Nascono perciò banche che raccolgono il risparmio e prestano denaro, sotto forma di depositi bancari oltre che di banconote.

L'oro e l'argento si trasformano gradualmente in riserve, uscendo dai commerci per entrare nei forzieri delle banche centrali. Vengono usati per regolare i deficit delle bilance commerciali.

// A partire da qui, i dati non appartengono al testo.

PR #29, opened 2016-10-04
fixup absolute path searching when metasploit supplies an incorrect one

busterb:
This checks if the absolute path to an executable is valid. If not, it uses basename and attempts to run based on the PATH.

This also simply appends a default PATH rather than set if unset, so we get a richer search path by default.


busterb:
thanks @acammack-r7

wvu-r7:
Mmm, richer path. Delicious games!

Poco per volta si fa strada la regola secondo cui le autorità monetarie possono emettere moneta fino ad un valore massimo pari ad alcune volte il valore dell'oro detenuto.

Le autorità monetarie possono così regolare la quantità di moneta in funzione dei propri obiettivi di politica monetaria, mentre le riserve di metalli preziosi servono a regolare i saldi nella bilancia dei pagamenti.

Tale sistema, noto come sistema aureo (o gold standard), viene adottato verso la fine dell'Ottocento da tutte le principali economie occidentali.

Ha il vantaggio di rendere più flessibile la creazione di moneta e tuttavia il limite che, in presenza di un paese con una bilancia dei pagamenti costantemente in deficit, devono essere presi provvedimenti per evitare che si esauriscano le riserve di tale paese.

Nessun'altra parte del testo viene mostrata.